DATASET CONTENT
Issue #1601, opened 2022-03-23
Request: mwoffliner mediawiki api selection to include mediawiki version of rest api


tim-moody:
In monitoring the urls requested by mwoffliner I observe what seems to be a check for available APIs and the code seems to use a pluggable api handler.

WHAT IS EXPECTED
Extract the complete data, matching each line exactly.

ANSWER SECTION
Issue #1601, opened 2022-03-23
Request: mwoffliner mediawiki api selection to include mediawiki version of rest api


tim-moody:
In monitoring the urls requested by mwoffliner I observe what seems to be a check for available APIs and the code seems to use a pluggable api handler.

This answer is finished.